Bauskas alus
- Industry: Light alcoholic and non-alcoholic beverages
- Founded: 1981
- Headquarters: Īslīce parish, Bauska municipality, Latvia
- Products: Beer, kvass

= Bauskas alus =

Company based in Latvia

Bauskas alus is a brewery in Bauska, Latvia.

It was established in 1981, at the time as a part of a local kolkhoz canning factory. At first the brewery produced traditional beers such as Marta alus (Märzen), Rīgas alus (Beer of Riga) and Senču alus (Ancestors' Beer). In 1982 the brewery started producing their main articles Bauskas gaišais (Bauska Light) and Bauskas tumšais (Bauska Dark).

2017 was a productive year. The brewery launched two products - beer "Savējais" and beer cocktail "Festiņš", which consists of light beer and "tea mushroom drink Dr.Kombucha". In that year, the plant had a turnover of €5.226 million, up 4.2% on the previous year, while profits rose by 29.2% to €635,635.

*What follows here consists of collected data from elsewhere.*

Issue #745, opened 2019-07-19
`num_date` missing -> crash


rneher:
I  am working with a very bare-bones json (export v2) and it makes auspice crash bc num_date is missing

![image](https://user-images.githubusercontent.com/8379168/61519141-740ecd00-aa0b-11e9-978f-a468cb2b204d.png)

jameshadfield:
Huh. It _shouldn't_ because div-only trees are/were fine. Will fix.

emmahodcroft:
### Bug 1:

Hmmm... I think this is because in `export v2` we do not check whether the tree has date information - it is assumed. 
See line [#184](https://github.com/nextstrain/augur/blob/33721adb5cd60c9f3411e2189c11c55a1e31591a/augur/export_v2.py#L184)

This is reflected in your JSON @rneher, as under `colorings` you have `num_date`.

So, it's breaking in a different part than our previous fix to detect whether date information is there or not - this is actually earlier. Since there's no 'country' (default colorby), it's cycling through the other colorbys given (from export) - and breaks when it looks into `num_date` (as passed by export).

**Fix**: `export v2` needs to check for date info and only add as a colorby if it exists.

-------

Richard just said that even if you get rid of this in the JSON it still errors. 

### Bug 2:

I believe this was introduced in [this commit](https://github.com/nextstrain/auspice/commit/969a58fb92a31c3b6cbed6dc73d680a636d50235), which is replacing the old style `node.attr.num_date` with `node.num_date.value`. 

The big difference here is that `node.attr.num_date` had the value if present and was undefined if not. So, you could pass it around and check whenever you like whether it was undefined. 

With `node.num_date.value` - `node.num_date` holds `value` and `confidence` (list of 2) if dates are present, and is undefined if not. If it's undefined, you get errors anytime you try to access `value`!

This can be seen in things like:
_Old code_:
`const nodeDate = node.attr.num_date;`
Then later we check whether `!nodeDate` and break (or whether it's > or < something, if it has value)

_New code_:
`const nodeDate = node.num_date.value;`
We can try to check later if `!nodeDate` - but we have already errored by tracking to access `value` from the undefined `node.num_date`...

**Fix**: Need to chase these replacements through relevant files and update them so we don't try to access `value` before we check if undefined.

emmahodcroft:
I pushed a PR for the second bug, and I think I've figured out the first too - but going Rhine swimming now - will push later! 🏊‍♀ 😎

[...]

PR #747, opened 2019-07-19
`node.num_date.value` Undefined Fix

emmahodcroft:
Should address **bug 2** of #745. 

Where changes to how we store `num_date` meant that we need to more explicitly check if it's undefined before trying to access it's value. See the bug comments for more information. 

@jameshadfield  May be worth checking if there are more instances where this may occur? I had a look and didn't see more, but this would be worth investigating slightly more in-depth I think...

### DIFF
--- a/src/components/tree/infoPanels/click.js
+++ b/src/components/tree/infoPanels/click.js
@@ -148,7 +148,8 @@ const displayPublicationInfo = (info) => {
 
 const TipClickedPanel = ({tip, goAwayCallback}) => {
   if (!tip) {return null;}
-  const showUncertainty = tip.n.num_date && tip.n.num_date.confidence && tip.n.num_date.confidence[0] !== tip.n.num_date.confidence[1];
+  const showDates = "num_date" in tip.n;
+  const showUncertainty = showDates && tip.n.num_date.confidence && tip.n.num_date.confidence[0] !== tip.n.num_date.confidence[1];
 
   return (
     <div style={infoPanelStyles.modalContainer} onClick={() => goAwayCallback(tip)}>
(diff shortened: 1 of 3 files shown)


emmahodcroft:
! If you click a tip, auspice crashes. Will investigate.

emmahodcroft:
Ok - same problem, different place. In this dataset, there is _no node data at all_. Previously, as detailed in the bug, we were able to skim by because `node.num_date` was undefined and this allows some behaviour it probably shouldn't have. On `master`, using a v1 dataset where there are no `num_dates`, note that 'Collection Date' still displays but just has no value (the value is 'undefined'):
image

This comes from this line at ~163 in click.js:
```
{item(uncertainty ? "Inferred collection date" : "Collection date", prettyString(tip.n.attr.date))}
```
`tip.n.attr.date` was undefined, but the code worked generally (no errors) - though it probably shouldn't have been showing this field at all.

In the new setup, the line is this (roughly same place):
```
showUncertainty ? "Inferred collection date" : "Collection date", prettyString(numericToCalendar(tip.n.num_date.value))
```

First I had to fix `showUncertainty` as this was also coming up as `undefined` from further up. But even when this is correctly set to `false`, `tip.n.num_date` is undefined, so trying to access `value` throws an error.

I have fixed this by creating extra variable `showDates` which is used to set `showUncertainty` properly, and then used to decide whether to even try to include the 'Dates' line that uses the above code.

This is the result for Richard's dataset:
image

rneher:
Thanks. Works for me now. But having silly colorBys in the json still crashes auspice.

emmahodcroft:
On the `export v2` end, this should be fixed with my latest PR to `augur`. But, if these have gotten in some other way, yea, they'll crash Auspice. Don't know if we want to handle this better...

jameshadfield:
@emmahodcroft my intention with `v2` auspice was that all places in the code which want a "trait" -- be that author, num_date, country, whatever, should call `getTraitFromNode` which can handle all the complexity. I'll take a look if this is applicable here.

rneher:
This fixes the crashes for a bare-bones json specifying unsupported colorbys

emmahodcroft:
@jameshadfield I haven't tested, but this looks a better solution! Thanks! :)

In 2018, a new type of production, "Dr.Kombucha Karkade", a tea mushroom drink with a red tea flavour, was launched. The company's turnover reached EUR 7.4m and its profit EUR 1.3m.

In June 2019, it was announced that Bauskas alus would be sold to Cido Grupa. Following approval by the Competition Council, the transaction was completed on 4 November with Cido Grupa's Lāčplēša alus Ltd becoming the owner.